Scan the entries below line by line and state how many lines contain the string "parse", giving only the number.

Data records Start Marker

PR #461, opened 2026-07-29
feat(runway): git merger SQUASH_REBASE and MERGE

behinddwalls:
### Why?

The git merger landed with REBASE only. `SQUASH_REBASE` and `MERGE` are part of the wire contract SubmitQueue already publishes against, and until they apply here a request naming either is rejected as an invalid request. This adds the two remaining transforming strategies on top of the shared apply machinery.

### What?

**SQUASH_REBASE** applies each change exactly like REBASE — replaying every commit it introduces — then collapses what that change produced into a single commit. The squash unit is the change: a change of ten commits becomes one, and a step whose change carries several URIs yields one commit per URI. Those URIs are a stack of pull requests, and squashing them together would erase the per-PR boundary the stack exists to express.

Two degenerate cases produce no output rather than an empty commit. A change already present on the target creates no commits, so there is nothing to squash. A change that does create commits whose net tree matches the base would squash to an empty commit, so the intermediates are dropped. Both keep redelivery idempotent.

**MERGE** creates a `--no-ff` merge commit per change, which keeps the change's original commits reachable through second-parent history — the property that separates it from the picking strategies, which rewrite those hashes. A change already contained in HEAD is skipped rather than merged again.

**Not every failed merge is a conflict.** `applyMerge` previously reported any `git merge` failure as `ErrConflict`, which tells the client its change collides with the target even when nothing collided. Failures are now classified, and the case that matters in practice is an unrelated history.

**Importing an unrelated history.** A repository migration arrives as an ordinary change in the target repo whose branch carries the source repo's whole history. Being in the target repo is what makes the commits fetchable; it says nothing about ancestry, and git refuses to merge two graphs with no common ancestor. `AllowUnrelatedHistories` lifts that refusal for a queue that exists to perform such imports. It is off by default because the refusal is a genuine safeguard — with it always on, merging the wrong object silently produces a nonsense result instead of failing. Without the option, the refusal is now reported as an invalid request rather than a conflict.

MERGE is the only strategy that can serve a migration: it is the only one that preserves the imported commits' original hashes, and the picking strategies have no range to compute across disjoint graphs, so they reject such a change explicitly and say so.

## Test Plan

✅ `bazel test //runway/extension/merger/git:go_default_test` — passes (58s)

New coverage: SQUASH_REBASE collapsing a multi-commit change into one commit while landing all of its content, a two-URI change yielding one squashed commit per URI in application order, SQUASH_REBASE over an already-landed change producing none, MERGE creating one merge commit for a multi-commit change, MERGE skipping a change already an ancestor of the tip, and the MERGE dry-run path.

For migration specifically: importing a three-commit unrelated history and asserting every imported commit is reachable **under its original hash**, the merge commit has two parents, and the target keeps its own files; redelivery of the same request being a no-op; the import rejected as an invalid request (explicitly not a conflict) when the option is off, leaving the remote and checkout untouched; and both picking strategies rejecting an unrelated history rather than rewriting it.

## Stack
1. #459
1. #460
1. @ #461
1. #462
1. #463
1. #476
1. #477

### DIFF
--- a/runway/extension/merger/git/git_merger.go
+++ b/runway/extension/merger/git/git_merger.go
@@ -19,11 +19,15 @@
 // Strategy → git operation:
 //
 //   - REBASE:        cherry-pick each URI's head commit onto the target tip.
+//   - SQUASH_REBASE: cherry-pick the step's changes, then collapse them into a
+//     single commit (squash unit = the step).
+//   - MERGE:         create a --no-ff merge commit per URI, preserving the
+//     original commit hashes in second-parent history.
 //   - DEFAULT:       resolved to the instance's configured DefaultStrategy
 //     before any step runs.
 //
-// REBASE is the only strategy implemented so far. A step naming any other
-// strategy is rejected as merger.ErrInvalidRequest until its apply path lands.
+// PROMOTE is not implemented yet; a step naming it is rejected as
+// merger.ErrInvalidRequest until its apply path lands.
 //
 // Atomicity: for a committing merge nothing reaches the remote until the final
 // push. A step that fails to apply aborts the in-progress git operation and
@@ -77,8 +81,8 @@ const defaultMaxPushAttempts = 10
 
 // Default committer identity used when Params leaves it unset. The scrubbed
 // environment (GIT_CONFIG_NOSYSTEM, GIT_CONFIG_GLOBAL=/dev/null) leaves no
-// ambient identity, so the commit-creating REBASE strategy needs one supplied
-// explicitly.
+// ambient identity, so commit-creating strategies (REBASE/SQUASH_REBASE/MERGE)
+// need one supplied explicitly.
 const (
 	defaultCommitterName  = "SubmitQueue Runway"
 	defaultCommitterEmail = "runway@submitqueue.invalid"
@@ -112,7 +116,7 @@ type Params struct {
 	// Target is the destination branch ref on the remote (e.g. "main").
 	Target string
 	// DefaultStrategy resolves a step whose strategy is DEFAULT. Must be a
-	// concrete strategy (currently only REBASE).
+	// concrete strategy (REBASE, SQUASH_REBASE, or MERGE).
 	DefaultStrategy mergestrategypb.Strategy
 	// Runtime is the pinned Git runtime used for every invocation.
 	Runtime GitRuntime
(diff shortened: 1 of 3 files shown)


runway/extension/merger/git/git_merger.go
```diff
@@ -614,6 +778,52 @@ func (m *gitMerger) refetchTipSHA(ctx context.Context) (string, error) {
...
+	headTree, err := m.commitTreeSHA(ctx, "HEAD")
+	if err != nil {
+		return false, err
+	}
+	parentTree, err := m.commitTreeSHA(ctx, "HEAD^")
+	if err != nil {
+		return false, err
+	}
+	return headTree == parentTree, nil
+}
```
kevinlnew: AI-generated: `isEmptyHEADCommit` is dead code — defined but never called. `squashChange` compares trees via `commitTreeSHA` directly.

runway/extension/merger/git/git_merger.go
```diff
@@ -614,6 +778,52 @@ func (m *gitMerger) refetchTipSHA(ctx context.Context) (string, error) {
...
+
+// commitTreeSHA returns the tree SHA recorded in the commit object at ref.
+func (m *gitMerger) commitTreeSHA(ctx context.Context, ref string) (string, error) {
+	out, err := m.run(ctx, nil, "cat-file", "commit", ref)
```
kevinlnew: AI-generated nit: Parsing `cat-file commit` output manually to extract the tree SHA. `rev-parse ref^{tree}` does the same in one call and is less fragile.

kevinlnew (approved):
Lgtm. Left a couple nits.

runway/extension/merger/git/git_merger.go
behinddwalls: Correct — deleted. It was a leftover from an earlier draft of the squash path that compared HEAD to HEAD^; `squashChange` ended up comparing the pre-pick tree to the post-pick tree instead, which is the check that actually handles a multi-commit range, and the helper was never wired up. Nothing else referenced it.

runway/extension/merger/git/git_merger.go
behinddwalls: Agreed — switched to `git rev-parse <ref>^{tree}`.

Same one invocation, and it drops the hand-rolled parse along with the "unexpected first line" error branch that existed only because the old form could return something unparseable. `rev-parse` either resolves the tree or exits non-zero, so the remaining error path is the real one.

Covered by the existing squash tests — the empty-squash case (a change whose net tree matches the base) is decided entirely by this comparison.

Data records End Marker

Task answer ▸ 3